Democrats have ridiculed Republicans for the past several months for not having any real policy ideas, but now even a Washington Post columnist is joining in with examples.
Writing Wednesday, Philip Bump cited Sen. John Kennedy (R-LA), who appears to have abandoned all attempts at policy initiatives for owning the "libs."
"It's a fundamental rejection of politics as usual — but not in the popular, hackneyed sense of bringing fresh faces to the scene. The past year has seen a literal rejection of how presidential campaigns are run and how they are lost," he wrote.
Bump recalled the 2020 election when there was no Republican Platform because former President Donald Trump didn't want to be nailed for his ever-evolving beliefs depending on who he's talking to. It has put the GOP in a difficult position because now their members don't have any real beliefs other than attacking Democrats.
Kennedy embodied the message in his new reelection video promising "values" in opposition to "radical nut jobs."

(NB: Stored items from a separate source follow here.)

PR #666, opened 2016-05-06
OGM-1027 Support BSON function calls in the MongoDB native parser

gsmet:


DavideD:
Rebsed and Merged https://github.com/hibernate/hibernate-ogm/pull/666
Thanks!

PR #669, opened 2016-05-10
OGM-1046 Commit transaction after tests

DavideD:
https://hibernate.atlassian.net/browse/OGM-1046

This patch doesn't speed up things as I initially thought, it seems the tests take a lot  of time when the EntityManagerFactory is initialized.

That said, the transaction wasn't committed in the end, and with Neo4j remote it takes longer to execute the build without this fix.

### DIFF
--- a/core/src/test/java/org/hibernate/ogm/backendtck/batchfetching/MultiGetEmbeddedIdTest.java
+++ b/core/src/test/java/org/hibernate/ogm/backendtck/batchfetching/MultiGetEmbeddedIdTest.java
@@ -52,16 +52,16 @@ public class MultiGetEmbeddedIdTest extends OgmTestCase {
 	private static final TupleContext TUPLECONTEXT = new TupleContextImpl( Arrays.asList( "id.name", "id.publisher" ), EMPTY_ASSOCIATION_METADATA, EMPTY_ROLES,
 			EmptyOptionsContext.INSTANCE );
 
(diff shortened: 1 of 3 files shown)


Sanne:
'transactino' is a small italian cocktail ;)

core/src/test/java/org/hibernate/ogm/backendtck/batchfetching/MultiGetEmbeddedIdTest.java
```diff
@@ -52,32 +52,38 @@
...
-			assertThat( tuples.get( 2 ).get( "id.name" ) ).isEqualTo( KING_OF_TOKYO.getId().getName() );
+				assertThat( tuples.get( 2 ).get( "id.publisher" ) ).isEqualTo( KING_OF_TOKYO.getId().getPublisher() );
+				assertThat( tuples.get( 2 ).get( "id.name" ) ).isEqualTo( KING_OF_TOKYO.getId().getName() );
 
-			session.getTransaction().commit();
+				session.getTransaction().commit();
+			}
+			catch (Exception e) {
+				rollback( tx );
+				throw e;
```
Sanne: not critical as it's just a test, but keep in mind that:
 - you could have an exception thrown during commit()
 - it's illegal to try to rollback a transaction which was committed (even if it failed to commit)

Sanne:
merged, fixed typo in the commit message

PR #671, opened 2016-05-11
OGM-854 Neo4j - Properly initialize ToOne relation for JP-QL and native queries

gsmet:


emmanuelbernard:
hey @gsmet 

Can you explain in layman terms what the indexedTypeName vs EntityMetadata does and why it fixes the issue?

Also I see that you create metadata objects during the runtime path (i.e. not cached) `new DefaultEntityKeyMetadata`. Can this be avoided and cached per query plan somehow? Maybe I'm not reading properly and there is no query plan per se.

gsmet:
@emmanuelbernard the core of the problem is that a Neo4jTupleSnapshot was created without the association information which are required to build the complete tuple: in MongoDB's case, the data is in the author_id column but in Neo4j's case, it's in a outer relation which Neo4jTupleSnapshot can get if we give it the proper information.

So the patch does just permit to get a proper TupleContext to pass to the Neo4jTupleSnapshot and we need the type for that. We cannot use a Class<?> as in the custom case, we only have a string.

As for building the DefaultEntityKeyMetadata, I will move it back where it was. I think you're right it's better to keep it the way it was.

gsmet:
@emmanuelbernard pushed an update to fix it

gsmet:
@emmanuelbernard I gave it some further thoughts and I'm wondering if we should integrate the entity type name into EntityKeyMetadata. I think this patch is proof that we need this information in this context so we might as well integrate it.

Anything against it? I prefer to check before as there are a lot of tests to adapt.

core/src/main/java/org/hibernate/ogm/query/impl/OgmQueryTranslator.java
```diff
@@ -80,9 +80,17 @@
 	 */
 	private SelectClause selectClause;
 
+	/**
+	 * When the query is only targeting one type, we register the relevant information here.
+	 */
 	private EntityKeyMetadata singleEntityKeyMetadata;
 
 	/**
+	 * When the query is only targeting one type, we register the relevangt information here.
```
DavideD: s/relevangt/relevant/

Not considering the syntax error could you add some details about what you mean with "relevant"? In particular, I don't think I understand the difference between, singleIndexedTypeName and singleEntityKeyMetadata. (Why the word "indexed"?)

neo4j/src/test/java/org/hibernate/ogm/datastore/neo4j/test/query/nativequery/Neo4jSessionNativeQueryTest.java
```diff
@@ -29,9 +29,9 @@
  */
 public class Neo4jSessionNativeQueryTest extends OgmTestCase {
 
-	private final OscarWildePoem portia = new OscarWildePoem( 1L, "Portia", "Oscar Wilde", new GregorianCalendar( 1808, 3, 10, 12, 45 ).getTime() );
-	private final OscarWildePoem athanasia = new OscarWildePoem( 2L	, "Athanasia", "Oscar Wilde", new GregorianCalendar( 1810, 3, 10 ).getTime() );
-	private final OscarWildePoem ballade = new OscarWildePoem( 3L, "Ballade De Marguerite", "Oscar Wilde", new GregorianCalendar( 1881, 3, 1 ).getTime() );
+	private final OscarWildePoem portia = new OscarWildePoem( 1L, "Portia", "Oscar Wilde", new GregorianCalendar( 1808, 3, 10, 12, 45 ).getTime(), null );
+	private final OscarWildePoem athanasia = new OscarWildePoem( 2L	, "Athanasia", "Oscar Wilde", new GregorianCalendar( 1810, 3, 10 ).getTime(), null );
+	private final OscarWildePoem ballade = new OscarWildePoem( 3L, "Ballade De Marguerite", "Oscar Wilde", new GregorianCalendar( 1881, 3, 1 ).getTime(), null );
```
DavideD: No need to change, but why not to have a separate constructor for this?

neo4j/src/main/java/org/hibernate/ogm/datastore/neo4j/dialect/impl/Neo4jTupleSnapshot.java
```diff
@@ -100,6 +98,7 @@ private Object readEmbeddedProperty(String column) {
 
 	private Object readProperty(Node otherNode, String targetColumnName) {
 		Object value = null;
+		otherNode.getAllProperties();
```
DavideD: The returned value is not used.

gsmet: Yeah, sorry, a leftover... Fixed it.

neo4j/src/test/java/org/hibernate/ogm/datastore/neo4j/test/query/nativequery/Neo4jSessionNativeQueryTest.java
gsmet: You're right, I fixed it.

neo4j/src/main/java/org/hibernate/ogm/datastore/neo4j/Neo4jDialect.java
```diff
@@ -634,8 +639,9 @@ public void forEachTuple(ModelConsumer consumer, EntityKeyMetadata... entityKeyM
 		String nativeQuery = buildNativeQuery( backendQuery, queryParameters );
 		Result result = dataBase.execute( nativeQuery, parameters );
 
-		if ( backendQuery.getSingleEntityKeyMetadataOrNull() != null ) {
-			return new NodesTupleIterator( result, backendQuery.getSingleEntityKeyMetadataOrNull() );
+		if ( backendQuery.isSingleEntity() ) {
+			OgmEntityPersister persister = (OgmEntityPersister) sessionFactory.getEntityPersister( backendQuery.getSingleIndexedTypeNameOrNull() );
+			return new NodesTupleIterator( result, backendQuery.getSingleEntityKeyMetadataOrNull(), persister.getTupleContext() );
```
DavideD: Wouldn't make sense to add a parameter to `executeBackendQuery` as well? We will need it anyway in the future to get the id of the running transaction. Something like `QueryContext` (equivalent to `TupleContext`) the can return the additional information that we need.

core/src/main/java/org/hibernate/ogm/query/impl/OgmQueryTranslator.java
gsmet: Changed it to singleEntityTypeName.

There is not really a difference between the 2. It's just that the EntityKeyMetadata doesn't contain the type name and we require it so we have to have it there.

I considered adding it to EntityKeyMetadata following Emmanuel's comments but I'm not sure it's a good idea as it's part of the cache key.

gsmet:
FYI, I added a commit to clean up the contract of forEachTuple. As we require only one entity type, we might as well enforce it. All the callers were using only one entity type anyway.

neo4j/src/main/java/org/hibernate/ogm/datastore/neo4j/Neo4jDialect.java
gsmet: I have nothing against it but I'm wondering if it should be part of this patch?

gsmet:
@emmanuelbernard after thinking about it, I don't think it's a good idea to add the type name to the EntityKeyMetadata.

infinispan/src/test/java/org/hibernate/ogm/datastore/infinispan/test/dialect/impl/InfinispanDialectWithClusteredConfigurationTest.java
```diff
@@ -162,7 +162,7 @@ public void shouldApplyForEachTupleInClusteredMode() throws Exception {
 
 		// then
 		MyConsumer consumer = new MyConsumer();
-		dialect2.forEachTuple( consumer, keyMetadata );
+		dialect2.forEachTuple( consumer, null, keyMetadata );
```
DavideD: To be consistent with the rest of the test, this should  be `emptyTupleContext()`

core/src/main/java/org/hibernate/ogm/dialect/spi/GridDialect.java
```diff
@@ -172,10 +172,10 @@
 	 *            the instance that is going to be called for every {@link Tuple}
 	 * @param tupleContext
 	 *            contains additional information that might be used to build the tuple
-	 * @param entityKeyMetadatas
-	 *            the key metadata of the tables for which we want to apply the consumer
+	 * @param entityKeyMetadata
+	 *            the key metadata of the table for which we want to apply the consumer
 	 */
-	void forEachTuple(ModelConsumer consumer, TupleContext tupleContext, EntityKeyMetadata... entityKeyMetadatas);
+	void forEachTuple(ModelConsumer consumer, TupleContext tupleContext, EntityKeyMetadata entityKeyMetadata);
```
DavideD: @gunnarmorling Do you see any issues in integrating this for the release?

This method has been introduced for the MassIndexer but it seems that even in that case we only index one entity at a time. Also, is it OK to change the interface before the Candidate release?

I'm OK integrating the current patch

infinispan/src/test/java/org/hibernate/ogm/datastore/infinispan/test/dialect/impl/InfinispanDialectWithClusteredConfigurationTest.java
gsmet: Right, fixed!

core/src/main/java/org/hibernate/ogm/dialect/spi/GridDialect.java
gsmet: Note that as we now require the TupleContext, we cannot support different EntityKeyMetadata.

core/src/main/java/org/hibernate/ogm/dialect/spi/GridDialect.java
```diff
@@ -165,14 +165,17 @@
...
 	 *            the instance that is going to be called for every {@link Tuple}
-	 * @param entityKeyMetadatas
-	 *            the key metadata of the tables for which we want to apply the costumer
+	 * @param tupleContext
+	 *            contains additional information that might be used to build the tuple
+	 * @param entityKeyMetadata
+	 *            the key metadata of the table for which we want to apply the consumer
 	 */
-	void forEachTuple(ModelConsumer consumer, EntityKeyMetadata... entityKeyMetadatas);
+	void forEachTuple(ModelConsumer consumer, TupleContext tupleContext, EntityKeyMetadata entityKeyMetadata);
```
gunnarmorling: That last minute SPI change is a bit troublesome. Normally I'd say that'd grant another CR :/ I suppose there is no way around it?

core/src/main/java/org/hibernate/ogm/loader/nativeloader/impl/BackendCustomQuery.java
```diff
@@ -41,7 +41,8 @@
 	private final Set<String> querySpaces;
 	private final List<Return> customQueryReturns;
 
-	private final EntityKeyMetadata singleEntityKeyMetadata;
+	private EntityKeyMetadata singleEntityKeyMetadata;
```
gunnarmorling: Can we make that final again? I'm rather keen on making things truely immutable which grants safe publication across threads.

You could create a container type to be returned by the `determine...` method if it is about the need for multiple return values (which I suppose).

core/src/main/java/org/hibernate/ogm/dialect/spi/GridDialect.java
DavideD: I don't think there is, should we close an eye for this time?
The alternative is to include this in another release.

neo4j/src/test/java/org/hibernate/ogm/datastore/neo4j/test/query/nativequery/Neo4jEntityManagerNativeQueryTest.java
```diff
@@ -133,6 +133,19 @@ public void testQueryWithCompositeId() throws Exception {
...
 
+	@Test
+	@TestForIssue(jiraKey = "OGM-854")
+	public void testToOneInitializedByQuery() throws Exception {
+		em.getTransaction().begin();
+
+		String nativeQuery = "MATCH ( n:" + TABLE_NAME + " { name:'Portia', author:'Oscar Wilde' } ) RETURN n";
+		OscarWildePoem poem = (OscarWildePoem) em.createNativeQuery( nativeQuery, OscarWildePoem.class ).getSingleResult();
+
+		assertThat( poem.getCritic() ).isNotNull();
```
gunnarmorling: Could you add an assertion on one of the associated props? Just to be sure...

gunnarmorling:
Ok, looks good to me overall. I think changing the SPI is not ideal but acceptable. Just let's add an entry to the migration notes.

@gsmet: Added some more comments inline, good to go after that.

neo4j/src/test/java/org/hibernate/ogm/datastore/neo4j/test/query/nativequery/Neo4jEntityManagerNativeQueryTest.java
gsmet: Done!

core/src/main/java/org/hibernate/ogm/query/impl/OgmQueryTranslator.java
```diff
@@ -81,14 +81,9 @@
...
-	 * When the query is only targeting one type, we register the EntityKeyMetadata for this type.
+	 * When the query is only targeting one type, we register the EntityMetadataInformation for this type.
 	 */
-	private EntityKeyMetadata singleEntityKeyMetadata;
-
-	/**
-	 * When the query is only targeting one type, we register the name of the entity type.
-	 */
-	private String singleEntityTypeName;
+	private EntityMetadataInformation singleEntityMetadataInformation;
```
DavideD: This can be final, isn't it?

gsmet: No, it's initialized in doCompile().

core/src/main/java/org/hibernate/ogm/loader/nativeloader/impl/BackendCustomQuery.java
```diff
@@ -60,24 +60,27 @@ public BackendCustomQuery(String queryString, T query, NativeSQLQueryReturn[] qu
...
 			if ( queryReturn instanceof RootReturn ) {
-				if ( metadata != null ) {
+				if ( metadataInformation != null ) {
 					return null;
 				}
 				RootReturn rootReturn = (RootReturn) queryReturn;
 				OgmEntityPersister persister = (OgmEntityPersister) sessionFactory.getEntityPersister( rootReturn.getEntityName() );
-				metadata = new DefaultEntityKeyMetadata( persister.getTableName(), persister.getRootTableIdentifierColumnNames() );
+				metadataInformation = new EntityMetadataInformation(
+						new DefaultEntityKeyMetadata( persister.getTableName(), persister.getRootTableIdentifierColumnNames() ),
```
gunnarmorling: Couldn't the EKM from the persister be used?

core/src/main/java/org/hibernate/ogm/massindex/impl/BatchIndexingWorkspace.java
```diff
@@ -66,18 +66,15 @@ public BatchIndexingWorkspace(GridDialect gridDialect, SearchIntegrator search,
...
-		return new DefaultEntityKeyMetadata( persister.getTableName(), persister.getRootTableIdentifierColumnNames() );
-	}
-
 	@Override
 	public void run() {
 		ErrorHandler errorHandler = searchIntegrator.getErrorHandler();
 		try {
-			final EntityKeyMetadata keyMetadata = getEntityKeyMetadata();
+			OgmEntityPersister persister = (OgmEntityPersister) sessionFactory.getEntityPersister( indexedType.getName() );
+			final EntityKeyMetadata keyMetadata = new DefaultEntityKeyMetadata( persister.getTableName(), persister.getRootTableIdentifierColumnNames() );
```
gunnarmorling: I'm wondering why we don't re-use the EKM from the persister. I realize it's been like that before your change, but it seems not needed.

core/src/main/java/org/hibernate/ogm/loader/nativeloader/impl/BackendCustomQuery.java
gsmet: Yes, haven't looked after it as it was already instantiating a new one in the existing code.

gunnarmorling:
Merged; Thanks, @gsmet! Added one more commit to mark `BackendQuery` as experimental.

gunnarmorling:
Could you add a note on the changed method in `GridDialect` to the [migration notes](https://developer.jboss.org/wiki/HibernateOGMMigrationNotes)? Thanks!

I promise I will always be your voice during the good times and the bad. Come hell or high water, your values wil… https://t.co/L2VUsqdhko— John Neely Kennedy (@John Neely Kennedy) 1622564352.0
It didn't work for the GOP in 2020, but Republicans are hoping it will in 2022.
"This was largely what Trump stood for, too," wrote Bump. "There's an element of conservative politics that is definitionally predicated on rejecting change. But the modern right has frequently moved such rejections to the center of how they deploy power. Making America great again — a line that Kennedy works into his patter — is as much about keeping America from becoming something else as it is about moving the country back to how it was."
It's an effort to incite a visceral reaction from the most ardent Trump followers. Beyond that, however, there's no real pitch to non-Trump voters. All they have is the idea: "I'm one of you." Bump explained that such a campaign combined with attacks on voters is a "toxic combination."
He cited an analysis from the Varieties of Democracy Institute that shows a shift in political parties when it comes to the issues of liberalism "which is a measure of the extent to which parties reject open elections, and populism, a measure of the anti-elite and citizen-centric rhetoric deployed," he explained.
Ironically, the GOP was a bit more "illiberal" in 2008, but it has gone all the way to match groups like France's right-wing National front or other parties that support authoritarian leaders in places like Russia, Hungary and Turkey.
"The question isn't how the party has moved. The question is whether it continues in that direction, how far the momentum that has been has built carries it. The question is also how much of this is a function of Trump as an individual and whether a Republican Party at some distance from Trump would reform in ways that use its power differently," Bump closed.